PENTECOSTALISMO: DESAFIOS À PASTORAL

Este texto pretende contribuir com a reflexão pastoral, já que no dia a dia lida com o movimento pentecostal. Para melhor e mais justamente fazer o apanhado sobre esse movimento teremos como referências alguns autores, como Libânio, com sua obra “Cenários da Igreja”; o teólogo luterano Hahn, autor da obra “O Espírito Santo”; também contaremos com a contribuição do catedrático da Gregoriana Sullivan, autor de ‘Carismi e Rinnovamento Carismatico” e ainda com o pesquisador brasileiro, Alderi de Matos.

1. Introdução
O tema sobre o pentecostalismo não pode fugir ao paralelo entre este e o Pentecoste, de modo que um primeiro propósito é a verificar a proximidade e distância que há entre aquele evento narrado em Atos dos Apóstolos e o movimento pentecostal; Uma constatação histórica é que após o período bíblico surgiu um líder cristão chamado Montano, no século II, que alegava visões e revelações particulares, pelo que adquiriu autoridade acima da Igreja para anunciar o evangelho. Esse teria sido o primeiro germe do pentecostalismo, depois, surgiram nos séculos XIV e XX, movimentos no interior do protestantismo norte-americano fenômenos de revelação particularizadas e glossolalia (falar em línguas), e daí surgiria o movimento pentecostal. Com isso se demonstra que o pentecostalismo tem uma gênese personalista.
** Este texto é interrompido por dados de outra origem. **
PR #904, opened 2018-04-26
Blog pages

davidrapson:
image

image

image


views/components/nav.njk
```diff
@@ -64,6 +64,19 @@
     </nav>
 {% endmacro %}
 
+{% macro selectionTrail(trail) %}
+    {% if trail | length > 0 %}
+    <ol class="selection-trail">
+        {% for crumb in trail %}
```
mattandrews: Indentation of HTML here is a bit off (and the `{% if %}` above)

PR #910, opened 2018-04-30
Apply route

davidrapson:
Does a little work to clean up how the apply route is mounted:

- Model `/apply/` in `routes.js` using the same method as all other pages.
- Move the startpage into `createFormRouter`
- Relocate the form helpers into a standalone directory


controllers/routes.js
```diff
@@ -38,6 +38,12 @@ const sections = {
         langTitlePath: 'global.nav.blog',
         controllerPath: path.resolve(__dirname, './blog'),
         showInNavigation: false
+    }),
+    apply: createSection({
+        path: '/apply',
+        langTitlePath: 'global.nav.blog',
```
mattandrews: Is this right?

PR #911, opened 2018-04-30
Refactor view filters to add tests

davidrapson:
🤓


modules/filters.js
```diff
@@ -0,0 +1,72 @@
+'use strict';
+/**
+ * Any functions added here will be added as
+ * custom Nunkucks filters
```
mattandrews: Nunkucks eh.

PR #264, opened 2020-11-22
gpx/kml export

Mike-3:


Mike-3:
https://github.com/cgeo/cgeo/issues/6964
https://github.com/cgeo/cgeo/issues/527
https://stackoverflow.com/questions/64970460/open-kml-gpx-files-in-appropriate-external-map-app

PR #272, opened 2020-12-02
GC wizard symbol tables pdf (symbol_table revision)

Mike-3:
with special symbol list from dart file


S-Man42:
There are some issues at the first scan of the German version (I guess, there are more, but these can be used as indices, I guess):
- aurebesh, futurama, hazard: quotation, quotation_in, quotation_out, underscore missing
- klingon kli: TLH, GH, ... should be small letters
- cyrillic: not used special map from config.json
- suetterlin: MM must be mm, small äöü not replaced

- version number missing in document
- sorting differs to tool: Translated symbols to the end (see semaphore)

Addional notes:
- Please increase the font size. Printed on a A4 document, Grandma Erna will not read the letters anymore, I guess
- In the app, for space I used the space sign ␣ to avoid showing nothing. Could you add this as well?

Issue #263, opened 2020-11-22
Coordinates Intersections of Three Circles Crash


Mike-3:
Crashed with 2 circles with the same center and diameter.

Mike-3:
The same with Intersections of Two Circles

S-Man42:
I cannot reproduce this. Can you explain the exact workflow. What exactly crashed?

Mike-3:
At that moment it worked the first time. The result was no cut points. After that, I've had it twice in a row.
The app is then frozen.
![20201123_151940](https://user-images.githubusercontent.com/70719484/99973946-9a334280-2da0-11eb-90da-dfbcaf6999e2.jpg)
![20201123_152009](https://user-images.githubusercontent.com/70719484/99973962-9c959c80-2da0-11eb-8d45-f6ecd4e7efc1.jpg)

S-Man42:
Ah, same circles... This can be. I have to check this.

S-Man42:
Done #275

PR #275, opened 2020-12-11
Bugfix circle intersections

Mike-3:


Mike-3:
Issues ##265, #263

lib/logic/tools/coords/intersect_two_circles.dart
```diff
@@ -15,6 +15,10 @@ class _IntersectTwoCirclesCalculator extends IntervalCalculator {
     var r1 = parameters['radius1'];
     var r2 = parameters['radius2'];
 
+    // same position and diameter
+    if ((r1 == r2) && (distanceToCoord1.a == distanceToCoord2.a) & (distanceToCoord1.b == distanceToCoord2.b))
```
S-Man42, line 19: This is the correct approach but unfortunately the wrong position in code. This function is called (for correct input) many thousand times. So, the check will be done many times without a reason. It would be better to do this check just once before starting the complex algorithm. This place is only few line below: At the top of the intersectTwoCircles Method:
```
if (circlesAreSame) // your code
return [];
```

São entes que recebem revelações privadas e dons particulares, e que rompem com a tradição da Igreja Católica e das Igrejas históricas da Reforma.
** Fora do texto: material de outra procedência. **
PR #276, opened 2020-12-12
feature: additional Units

t-m-z:
includes a new category: Typography


t-m-z:
delete Landleague, Leuge - to many historic variants
change Hathom to Nautischer Faden - to many variants for DEU Klafter
change TL, EL to US tsp, tbsp - specific measure
add US Saltspoon and dessertspoon, cup, teacup

https://de.wikipedia.org/wiki/Nautischer_Faden
https://de.wikipedia.org/wiki/Angloamerikanisches_Ma%C3%9Fsystem#K%C3%BCche

assets/i18n/de.json
```diff
@@ -785,6 +814,12 @@
   "common_unit_volume_uspk_name" : "US Peck",
   "common_unit_volume_usbu_name" : "US Bushel",
   "common_unit_volume_bathtub_name" : "Badewanne (150l)",
+  "common_unit_volume_tsp_name" : "Teelöffel (US)",
+  "common_unit_volume_tbsp_name" : "Esslöffel (US",
+  "common_unit_volume_ssp_name" : "Salzlöffel (US)",
+  "common_unit_volume_dsp_name" : "Dessertlöffel (US",
```
S-Man42, line 820: Typo :) Parantheses missing ;)

Do you like to add the German Versions as well? :)

t-m-z: I do not think so because there is no standard. That's the difference between US and DEU.
Older EL should be 15ml, newer EL should be 10ml and TL is something between 2 and 5 ml.
I remember the descussion  ;-)

S-Man42:
Link Unit value is wrong. You have to add a "1". Please check all other values twice :)

t-m-z:
checked according to 
https://physics.nist.gov/cuu/pdf/sp811.pdf 
https://en.wikipedia.org/wiki/Cooking_weights_and_measures
https://trustconverter.com/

O pentecostalismo do século XX, século no qual realmente se cimentou, só o pode devido ao contexto cultural, a tanto, que a migração do movimento para as igrejas históricas só se deu com força a partir de década de 1960, período das liberdades sexuais, das revoluções por liberdade. Nesse período, o eu vai gradualmente assumindo o primeiro lugar, que antes era do nós. É uma tendência que se arrasta desde essa década até os nossos dias. Com essa emergência do eu, surge um modo religioso que o ampare, que esteja de acordo com a cultura, em especial com a cultura neoliberal, onde o consumo passa a marcar definitivamente o valor da pessoa. Aqui também, o consumo passa a marcar se a pessoa é ou não religiosa. Os pentecostais são marcados profundamente pelo montante de dinheiro que fazem circular em mercadorias religiosas. Lógica neoliberal é tão presente no mundo pentecostal, que favoreceu a inauguração do movimento neopentecostal, que se sustenta em uma das mais firmes bases neoliberais: o consumismo. Travestido na religião como teologia da prosperidade.
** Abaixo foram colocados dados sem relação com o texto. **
PR #283, opened 2020-12-22
feature: Number sequences

t-m-z:
provides calculations on number sequences:
- get - nth number of a sequence
- check if a number belons to a sequence, returns index or -1
- get numbers in a given range
- get numbers with a given length 
- check if a sequence of digits belongs to number, return number, index within the number sequence and position of digits or -1, if not

Number sequences are
-  https://oeis.org/A000129   Pell
-  https://oeis.org/A001045   Jacobsthal
-  https://oeis.org/A000032   Lucas
-  https://oeis.org/A000045   Fibonacci
-  https://oeis.org/A000225   Mersenne
-  https://oeis.org/A000051   Fermat
-  https://oeis.org/A014551   Jacobsthal-Lucas
-  https://oeis.org/A002203   Pell-Lucas
-  https://oeis.org/A005132   Recaman
-  https://oeis.org/A000108   Catalan


S-Man42:
I am very curious about this one. Unfortunately I cannot build this branch. There are many old artifacts (old symbols, old GCWToolWidget name, ...) Please Merge current 1.3.0

lib/widgets/tools/science_and_technology/number_sequences/numbersequences_check.dart
```diff
@@ -0,0 +1,60 @@
...
+        ),
+        GCWIntegerSpinner(
+          value: currentInputN,
+          onChanged: (value) {
+            setState(() {
+              currentInputN = value;
+            });
+          },
+        ),
+        GCWTextDivider(
```
S-Man42, line 46: Please don't use extra Divider if not necessary. The GCWOutput Widgets usually offer all this out-of-the-box. Here you can use 

GCWDefaultOutput(
    child: checkNumber(...)
)

lib/widgets/tools/science_and_technology/number_sequences/numbersequences_contain.dart
```diff
@@ -0,0 +1,76 @@
...
+          min: 0,
+          max: 999999999,
+          onChanged: (value) {
+            setState(() {
+              currentInputN = value;
+            });
+          },
+        ),
+        GCWTextDivider(
+            text: i18n(context, 'common_ouput')
```
S-Man42, line 50: Concerning the previous comment ;) Here you have a typo ("ou_put") which yields a "null" output in the divider in most of your tools. This can be avoided when using the default GCWOutputs ;)

lib/logic/tools/science_and_technology/number_sequence.dart
```diff
@@ -0,0 +1,901 @@
...
+          found = true;
+        } else
+          index++;
+      }
+      break;
+    case NumberSequencesMode.MERSENNE:
+      number = Zero;
+      index = 0;
+      found = false;
+      while (number < checkNumber + One && !found) {
```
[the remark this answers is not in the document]
t-m-z: I understand that point - but this will result in performance issues.
Calculating with BigInt means, that many formulas will not work because of the sqrt-Function.
Also Recaman has to be build with recursion

t-m-z:
thanks for your hints regarding the UI - I believe a kind of documentation about the widgets could be helpful   ;-)
- merge of 1.3.0 done
- refactor widgets done
- refactor json done
- use external formulas done besides Recaman, Lucas, Pell, Fibonacci - but this is not suitable for all functions I believe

São muitas as janelas de discussão que se abrem, contudo fixemos o olhar no movimento pentecostal, sua origem, características e expansão.

2. Elemento histórico
Na história do cristianismo sempre foi relevante a presença da terceira Pessoa da Trindade Santíssima; é o que narra At 2, como tantas outras passagens, mas é especialmente na comunidade de Corinto onde acontecem expressões “carismáticas” vindas do Espírito; naquela ocasião, São Paulo tenta esclarecer que os dons do Espírito Santo estão sempre para o bem da comunidade, ele é integrador, a finalidade primeira é a comunidade (1Cor 14,4). Contudo, o que ocorreu em Corinto e em outras comunidades paulinas, não necessariamente é o mesmo fenômeno que se passa hoje no movimento pentecostal. Segundo Sullivan, “a glossolalia de Corinto não se tratava simplesmente de suspiro ou gemidos inarticulados, mas de um discurso semelhante a uma linguagem, incompreensível, seja a quem reza, seja a quem escuta” (Sullivan p. 145, tradução própria). Portanto, a comunidade de Corinto  não necessariamente coincide com a realidade que se apresenta hoje. E no mais, os dons do Pentecoste, dom de ser entendido em várias línguas (At 2, 11) é de fato o que se passa com Pedro. Ele não fala em várias línguas e nem em uma língua estranha a todos, mas pelo contrário, ele é entendido por pessoas de línguas distintas. Isso quer dizer, o Pentecoste é integrador, a sua linguagem é entendível a todos os ouvintes.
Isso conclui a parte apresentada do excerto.